At least for foldl', make sure to use the strict state monad, otherwise the put $! s' does nothing! If I compile your definition with the lazy state monad, ghc -O -ddump-simpl -dsuppress-all shows a definition equivalent to foldl.

The mapAccumR function … applies a function to each element of a structure, passing an accumulating parameter from right to left

(“Right” and “left” here really mean “end” and “start”, but because we write English from left to right the we call the last element of a list the “rightmost” one and the first the “leftmost” one.)

Implicit here is that you’re only thinking of cons lists.

For snoc lists, there are arguments both ways for which is the “start” and “end”: some may think about reading from left to right, or others about starting from the head. And snoc lists swap the roles of foldl and foldr. “Never use foldr!” is now a thing you can say.

It’s also interesting to compare the various left and right folds on vectors. Unlike the situation with lists, we can find uses for both foldl and foldr on vectors.

Right.
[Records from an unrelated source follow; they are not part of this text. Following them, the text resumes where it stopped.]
PR #243, opened 2021-05-24
[Fix] Changed toast for login error when connection refused

### LINKED ISSUE #241: [bug] Your account has been deactivated, but it's not true
Try to log in with the development server of OpenWISP RADIUS stopped.

Screenshot from 2021-05-21 17-43-09

I see the "your account has been deactivated..." toast error notification, but this is wrong.

The message should be the generic error, as it was before (shown in the following screenshot):

Screenshot from 2021-05-21 17-42-24

@codesankalp can you produce a failing test for this bug?

codesankalp:
Fixes #241

### DIFF
--- a/client/components/login/login.js
+++ b/client/components/login/login.js
@@ -222,9 +222,10 @@ export default class Login extends React.Component {
         ) {
           return handleAuthentication(true);
         }
-        const errorText = data.is_active
-          ? getErrorText(error, loginError)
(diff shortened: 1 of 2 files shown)


nemesisdesign:
Please open the PR from a branch of this repository.
Also reply to the original question in the issue: can you replicate this issue in tests? We need to add regression tests for bugs otherwise we risk the same bugs happening again in the future.

PR #244, opened 2021-05-25
[feature] Added server side logging

codesankalp:
Closes #82

Tasks done:

- Added Winston for logging
- Integrated morgan with Winston to log HTTP requests
- Removed checking for status code to handle timeout error and connection refused error.

PR #245, opened 2021-05-25
[Fix] Changed toast for login error when connection refused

Control.Monad.Trans.State.Strict is the one linked from “becomes the “state parameter” of a State monad operation”. Perhaps I should have made it more clear, but since I’ve never found any practical reason to use any of the ....Lazy monads I think it’s better to simply always assume ....Strict.

That’s right, I’m thinking of the lists that Haskell has by default, whose syntax is built in, and which all Haskellers assume you’re thinking of when you say “list”!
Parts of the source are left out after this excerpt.